Page MenuHomePhabricator

Cassandra secondary indexing problem for large pages
Closed, ResolvedPublic

Description

When retrieving and storing a revision for a large page, the following Cassandra errors appear (output for Barack_Obama):

ResponseError: Can't index column value of size 1483409 for index null on local_group_default_T_parsoid_html.data
ResponseError: Can't index column value of size 842881 for index null on local_group_default_T_parsoid_dataW4ULtxs1oMqJeY.data

The offending line in Cassandra's code is src/java/org/apache/cassandra/cql3/statements/UpdateStatement.java:135 (ver 2.1.3) and refers to a secondary-index-validation failure.
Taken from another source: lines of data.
PR #62, opened 2016-05-03
Add Bus specific standalone.xml config, improve nest logging

ppalaga:


ppalaga:
@jpkrohling could you please review and eventually merge? These are things that we had in Accounts and we need to move them to nest now that we are removing the dependencies on Accounts from Hawkular components.

jpkrohling:
Looks good to me!

PR #63, opened 2016-05-06
Use single project name style in all subprojects

ppalaga:


ppalaga:

As for Command Gateway, this is the same code as in https://github.com/hawkular/hawkular-command-gateway/pull/58 

Other commits are just cosmetics: 

* jUnit -> TestNG so that the tests here and in cmdgw use the same framework
* Move Bus integration tests to Nest - to speed up the builds, particularly so that we start the test container only once when building commons
* The rest should be self-explanatory

hawkular-command-gateway/hawkular-command-gateway-api/README.adoc
```diff
@@ -0,0 +1,27 @@
+= Hawkular Feed Communications API
+
+This is used for the server to communication with its feeds over WebSockets. It also is used for UI clients to talk to the server as well (presumably for the UI to manage remote resources that are managed by feeds).
```
jpkrohling: s/to communication/to communicate/

hawkular-command-gateway/hawkular-command-gateway-api/src/main/java/org/hawkular/cmdgw/api/ApiDeserializer.java
```diff
@@ -0,0 +1,156 @@
...
+     * prefixes that JSON with additional information that a Hawkular client will
+     * need to be able to deserialize the JSON.
+     *
+     * This string can be used to deserialize the object via {@link #deserialize(String)}.
+     *
+     * @param msg the message object that will be serialized into JSON
+     * @return a string that includes the JSON that can be used by other Hawkular endpoints to deserialize the message.
+     */
+    public static String toHawkularFormat(BasicMessage msg) {
+        return String.format("%s=%s", msg.getClass().getSimpleName(), msg.toJSON());
```
jpkrohling: Is `msg` guaranteed to not be null?

hawkular-command-gateway/hawkular-command-gateway-api/src/main/java/org/hawkular/cmdgw/api/GenericErrorResponseBuilder.java
```diff
@@ -0,0 +1,85 @@
...
+        ByteArrayOutputStream baos = new ByteArrayOutputStream();
+        try (PrintWriter pw = new PrintWriter(baos)) {
+            t.printStackTrace(pw);
+        }
+        setStackTrace(baos.toString());
+        return this;
+    }
+
+    private Authentication populateAuthentication() {
+        Authentication auth = this.response.getAuthentication();
```
jpkrohling: Is this still being used? I think there will be no more `authentication` property on the messages, right? Removal of the auth might be in a future PR, so, feel free to ignore this.

hawkular-command-gateway/hawkular-command-gateway-api/src/test/java/org/hawkular/cmdgw/api/ApiDeserializerTest.java
```diff
@@ -0,0 +1,284 @@
...
+    }
+
+    @Test
+    public void testMessageWithLargeExtraData() throws Exception {
+        // serialize a message and some extra data
+        final String testMessage = "this is the message";
+        final String testExtraData;
+
+        // stream [0, 1, 2, ..., 255], repeat that 10 times
+        byte[] bytes = new byte[0xff * 10];
```
jpkrohling: Why not just `new byte[2550]`?

jpkrohling: By the way, isn't there an off-by-one error ? `[0,...,255]` has a length of 256, no?

hawkular-command-gateway/hawkular-command-gateway-api/src/test/resources/log4j.xml
```diff
@@ -1,7 +1,7 @@
 <?xml version="1.0" encoding="UTF-8"?>
 <!--
 
-    Copyright 2015-2016 Red Hat, Inc. and/or its affiliates
+    Copyright 2014-2016 Red Hat, Inc. and/or its affiliates
```
jpkrohling: O_o
2014?

hawkular-command-gateway/hawkular-command-gateway-api/src/main/java/org/hawkular/cmdgw/api/GenericErrorResponseBuilder.java
jmazzitelli: we still need SOME kind of auth. We can't allow just anyone to send in commands to stop an app server :) So we need to keep the authentication stuff here - how it actually gets done now that accounts is done will be an exercise for the future.

hawkular-command-gateway/hawkular-command-gateway-war/src/main/java/org/hawkular/cmdgw/command/bus/BusEndpointProcessors.java
```diff
@@ -0,0 +1,282 @@
...
+                    // In the future, if we need other queues/topics that need to be listened to, we add them here.
+                    final Endpoint endpoint = Constants.FEED_COMMAND_QUEUE;
+                    BasicMessageListener<BasicMessage> busEndpointListener = new FeedBusEndpointListener(session, key,
+                            endpoint);
+                    return new BusWsSessionListener(Constants.HEADER_FEEDID, key, endpoint, busEndpointListener);
+                }
+            };
+            wsEndpoints.getFeedSessions().addWsSessionListenerProducer(feedSessionListenerProducer);
+
+            uiClientSessionListenerProducer = new BiFunction<String, Session, WsSessionListener>() {
```
jpkrohling: This can be simplified with lambdas...
```
uiClientSessionListenerProducer = (key, session) -> {
  final Endpoint endpoint = Constants.UI_COMMAND_QUEUE;
  BasicMessageListener<BasicMessage> busEndpointListener = new UiClientBusEndpointListener(commandContextFactory, busCommands, endpoint);
  return new BusWsSessionListener(Constants.HEADER_UICLIENTID, key, endpoint, busEndpointListener);
}
```

hawkular-command-gateway/hawkular-command-gateway-war/src/main/java/org/hawkular/cmdgw/command/bus/BusEndpointProcessors.java
```diff
@@ -0,0 +1,282 @@
...
+    /**
+     * This creates the bi-function listener-producers that will create listeners which will
+     * create JMS bus listeners for each websocket session that gets created in the future.
+     *
+     * @param ignore unused
+     */
+    public void initialize(@Observes @Initialized(ApplicationScoped.class) Object ignore) {
+        log.debugf("Initializing [%s]", this.getClass().getName());
+        try {
+            feedSessionListenerProducer = new BiFunction<String, Session, WsSessionListener>() {
```
jpkrohling: This can be simplified with lambdas. See the next comment.

hawkular-command-gateway/hawkular-command-gateway-api/src/main/java/org/hawkular/cmdgw/api/GenericErrorResponseBuilder.java
jpkrohling: True, but this auth is not inside the messages. Sockets are upgraded from regular HTTP connections, so, Auth happens already at the HTTP level before the sockets are actually opened.

We had this auth here for two (connected) reasons: sockets can be long lived and OAuth tokens have expiration dates. So, we needed to check on a per-message basis if the token that opened the connection is still valid. We don't need to do that anymore.

What we would need, in the future, is a way to ensure that the user who opened the socket is still valid. I discussed that with Peter earlier this week, and the simplest and most effective way of doing that is to make clients to reconnect after N minutes/hours and to enforce the server to close connections older than N. But this is a problem that can be solved later, as this is to only cover corner cases.

hawkular-command-gateway/hawkular-command-gateway-war/src/main/java/org/hawkular/cmdgw/command/ws/ResourcePathDestinationWsCommand.java
```diff
@@ -0,0 +1,76 @@
...
+            ProducerConnectionContext pcc = ccf.createProducerConnectionContext(endpoint);
+
+            MessageId mid = new MessageProcessor().send(pcc, message,
+                    Collections.singletonMap(Constants.HEADER_FEEDID, feedId));
+            log.debugf("Message [%s] forwarded to bus endpoint [%s]", request.getClass().getName(),
+                    endpoint.getName());
+            GenericSuccessResponse response = new GenericSuccessResponse();
+            response.setMessage("The request has been forwarded to feed [" + feedId + "] (MessageId=" + mid + ")");
+            BasicMessageWithExtraData<GenericSuccessResponse> result = new BasicMessageWithExtraData<>(response, null);
+            new WebSocketHelper().sendSync(context.getSession(), result);
```
jpkrohling: Would it make sense to provide a `sendAsync` static method? This seems like a waste of time to create an object without necessity.

hawkular-command-gateway/hawkular-command-gateway-war/src/main/java/org/hawkular/cmdgw/command/ws/WsCommand.java
```diff
@@ -0,0 +1,42 @@
...
+
+/**
+ * An command to execute on messages coming over a WebSocket.
+ * <p>
+ * Note on thread safety: implementations of this interface must not store any state outside of the
+ * {@link #execute(BasicMessageWithExtraData, WsCommandContext)} method so that the instances can be safely shared
+ * between multiple threads.
+ *
+ * @author <a href="https://github.com/ppalaga">Peter Palaga</a>
+ * @param <M> the type of the message to process
```
jpkrohling: Random thought: why do we name type parameters with single letters? We wouldn't accept a code with `void execute(BasicMessageWithExtraData<M> m, WsCommandContext c)`...

hawkular-command-gateway/hawkular-command-gateway-war/src/main/java/org/hawkular/cmdgw/command/ws/WsCommands.java
```diff
@@ -0,0 +1,84 @@
...
+    private final EchoCommand echoCommand = new EchoCommand();
+    private final UiSessionDestinationWsCommand uiSessionDestinationWsCommand = new UiSessionDestinationWsCommand();
+    private final EventDestinationWsCommand eventDestinationWsCommand = new EventDestinationWsCommand();
+
+    /**
+     * Returns a collection of {@link WsCommand}s that should handle the given {@code requestClass}.
+     *
+     * @param requestClass the type of a request for which a processing {@link WsCommand} should be found by this method
+     * @return a collection of {@link WsCommand} objects, never {@code null}
+     * @throws NoCommandForMessageException if no {@link WsCommand} was found
```
jpkrohling: No javadoc for the type parameter?

jpkrohling:
Looks good to me. Reviewed all commits, except the 375d5793e29d958ddab104005f2b5c0add441d75 .

ppalaga:
@jpkrohling could you please throw a final look on this? c66aa31 adds some feature-pack related cosmetics and most importantly, it increases the amount of memory for the itest container https://github.com/hawkular/hawkular-commons/pull/63/commits/c66aa31c57532056d354a33ad2ceb2f7aafef4be#diff-5c22a8c7340bc3119e2ecaee92e4d375R197 which probably causes Travis to pass.

jpkrohling:
Github offered me to view only the changes made after my last review. It looks good :)

PR #64, opened 2016-05-13
Put the the Command Gateway tests into a separate module so that they can be re-

ppalaga:


ppalaga:
@jmazzitelli could you please review and eventually merge? This turned out to be necessary for Agent.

CASSANDRA-3057, CASSANDRA-4240, CASSANDRA-8081 and CASSANDRA-8280 all suggest that data larger than 65K cannot be indexed, but we do not index the value field so we should not be getting this error in the first place.

Another peculiar thing about the error is that it states for index null.

Event Timeline

mobrovac raised the priority of this task from to High.
mobrovac updated the task description. (Show Details)

Fortunately, this does not affect production as the indexes at issue don't exist there.

It is a Cassandra bug, and we'll stop creating those native secondary indexes to avoid this issue for auto-created tables outside of production. As a result, we need to change the way we implement global title / revision listings.

Cassandra's SI's are no longer used in RB, so resolving.